Wer kennt den "Turm der blauen Pferde" nicht von seinen unendlichen Reproduktionen? Die Spur des zwei Meter hohen Gemäldes, das Franz Marc 1913 im oberbayerischen Sindelsdorf malte, verliert sich nach dem Zweiten Weltkrieg. Im Jahr 1919 hatte es die Nationalgalerie Berlin angekauft. Von dort entfernten es die Nationalsozialisten 1937 und zeigten es in der Ausstellung "Entartete Kunst" in München. Bekannt ist, dass Hermann Göring dann den "Turm der blauen Pferde" für seine eigene Sammlung an sich brachte. Was weiter mit dem Bild geschah, liegt im Dunkeln. Käme es auf den Kunstmarkt, wäre sein Preis kaum kalkulierbar, es könnte womöglich eine dreistellige Millionensumme sein. Die Chance, dass es wieder in der Öffentlichkeit auftaucht, ist freilich gering: Ein gegenwärtiger Besitzer käme unter den jedenfalls moralischen Druck, das legendäre Kunstwerk dem Museum zurückzugeben.
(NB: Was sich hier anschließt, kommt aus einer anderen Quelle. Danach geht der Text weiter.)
PR #163, opened 2021-11-07
Read action

burrbull:
depends on #162


burrbull:
rebased
cc @Emilgardis

Emilgardis (approved):
Awesome!

Should probably have a look at https://github.com/rust-embedded/svd/wiki/Compatibility-with-SVD-spec and update it to current features

bors r+

PR #274, opened 2024-09-29
adding children to cluster modify

cosmikwolf:
when using cluster modify, it only adds the incoming children, and deletes the existing children

this just extends the existing children array with the incoming children


cosmikwolf:
related to https://github.com/rust-embedded/svdtools/issues/245 

@burrbull implemented this manually in svdtool, but I think it might be more appropriate to fix it here? not sure what this would break for existing implementations though...

burrbull:
> when using cluster modify, it only adds the incoming children, and deletes the existing children

It is how it works.

Please, use svdtools `_add` if you want to add something, not a `_modify`.

PR #277, opened 2024-11-14
Make access parsing case-insensitive.

Dirbaio:
SVDs from Nordic are using `read-writeonce` instead of `read-writeOnce`.


burrbull:
This looks not good for me as CMSIS-SVD does not allow this.
If you really want this, it shoud be done on `svd-parser` level when `ValidateLevel != Strict`.

PR #283, opened 2025-01-22
Do not derive DimElement

burrbull:
cc @Emilgardis 

Now I think it is incorrect behavior. So this is bug fix.


burrbull:
This one too, please.

Emilgardis (approved):

PR #286, opened 2025-02-10
Partially revert #283

burrbull:
@robamu You issue may be related to #283. Try to depend on this change.

### DIFF
--- a/svd-rs/CHANGELOG.md
+++ b/svd-rs/CHANGELOG.md
@@ -7,6 +7,8 @@ and this project adheres to [Semantic Versioning](http://semver.org/).
 
 ## [Unreleased]
 
+- Partially revert #283
+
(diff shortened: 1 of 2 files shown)


robamu:
Thanks, that appears to fix the issue

burrbull:
cc @Emilgardis look like we should merge this and yank 0.4.10. Check of name should cover both derive cases.

Emilgardis:
Sorry, I did kinda notice this when reviewing but didn't question it!

Emilgardis (approved):

burrbull:
@robamu
As SVD specification does not say anything about how "derive" from array should work when no dim is specified I'd recommend to specify it always.

robamu:
I suppose I could patch it. Thanks for the quick fixes!

PR #289, opened 2025-02-15
Add missing `DeriveFrom` entry for `address_block`

### LINKED ISSUE #288: `DeriveFrom` for `PeripheralInfo` missing address blocks
> Specify an address range uniquely mapped to this peripheral. A peripheral must have at least one address block, but can allocate multiple distinct address ranges. If a peripheral is derived from another peripheral, the addressBlock is not mandatory.

According to the CMSIS spec a peripheral _must_ have an address block, only if the peripheral derives from another can it be omitted.

In the `DeriveFrom` for `PeripheralInfo` the address block is not copied over, making the peripheral without an address block.

https://github.com/rust-embedded/svd/blob/3019dbc8a52f6365b0d83d6342ac836543842058/svd-rs/src/derive_from.rs#L40-L64

My use case is using the `svd_parser` crate with the `expand` feature, meaning that after I expand my device I am without the `derivedFom` entry, making it rather annoying to have to resolve the address blocks before expanding.

emesare:
Fixes #288

I didn't look much into it, but i'm pretty sure we only copy the address blocks if the entry is absent in the derived info.

### DIFF
--- a/svd-rs/CHANGELOG.md
+++ b/svd-rs/CHANGELOG.md
@@ -7,6 +7,8 @@ and this project adheres to [Semantic Versioning](http://semver.org/).
 
 ## [Unreleased]
 
+- Add missing entry for `address_block` in `DeriveFrom` impl
+
 ## [v0.14.11] - 2025-02-10
 
 - Partially revert #283. Check name on "%s" when derive array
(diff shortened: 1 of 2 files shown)


burrbull:
Format code and update https://github.com/rust-embedded/svd/blob/master/svd-rs/Cargo.toml please.

emesare:
Apologies for forgetting to format! What would you like me to do in the `Cargo.toml`?

Thanks for the quick response 😄

burrbull:
Wrong link. I meant changelog https://github.com/rust-embedded/svd/blob/master/svd-rs/CHANGELOG.md

emesare:
Done! :)

burrbull (approved):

Das allein ist schon ein Kunstkrimi, den Jaumann den Lesern gewissermaßen nebenbei auf den gut dreihundert Seiten seines Romans erzählt. Während er eine verschlungene Geschichte aufbaut um die in München ansässige, auf Kunst-Recherche spezialisierte Detektei, deren Chef den fiktiv altadligen Namen Rupert von Schleewitz trägt. Zu seinem Team gehören die Kunsthistorikerin Klara Ivanovic, die einen unberechenbaren Ex-Fluxus-Künstler zum Vater hat, und der Aktenwühler Max Müller, den außerdem seine bürgerliche Kleinfamilie auf Trab hält. Alles beginnt, weil der "Schraubenkönig vom Starnberger See", ein schwerreicher Kunstsammler, Schleewitz und Ivanovic in seiner Villa seine jüngste Erwerbung vorführt, angeblich für echt befunden vom führenden Franz-Marc-Spezialisten. Er will eine lückenlose Provenienz für seinen "Turm der blauen Pferde"; dann werde er das Gemälde an die Nationalgalerie als "nationales Kulturgut" zurückgeben. Schleewitz nimmt den Auftrag an.
Es kommt, wie es kommen muss, sein Bild wird dem potentiellen Gutmenschen in einer kuriosen Aktion von Unbekannten gestohlen. Der Auftrag lautet jetzt, es wiederzufinden. Die abenteuerliche Jagd beginnt, bei der Jaumann, an der Oberfläche, auf das Gewese um den Fälscher Wolfgang Beltracchi anspielt, wobei er seine Verachtung für diesen Imitator offen mit der Kunstwissenschaft teilt. Stattdessen entwickelt er eine andere, gewitzte Story, nicht frei von Mord und Totschlag, von manchen unglaublichen Zufällen und Ereignissen. Dafür bedient er sich der bewährten Methode, immer wieder Rückblenden in die Gegenwart einzuschieben. Deshalb beginnt der Roman denn auch, "Berchtesgadener Land. 5. Mai 1945": Zwei Jungen entdecken einen Waggon unbekannten Inhalts in einem Tunnel. Einer der beiden trifft dort auf das Kunstwerk, das sein weiteres Leben bestimmt; der "Turm der blauen Pferde" wird Ludwig Raithmaiers Schicksal.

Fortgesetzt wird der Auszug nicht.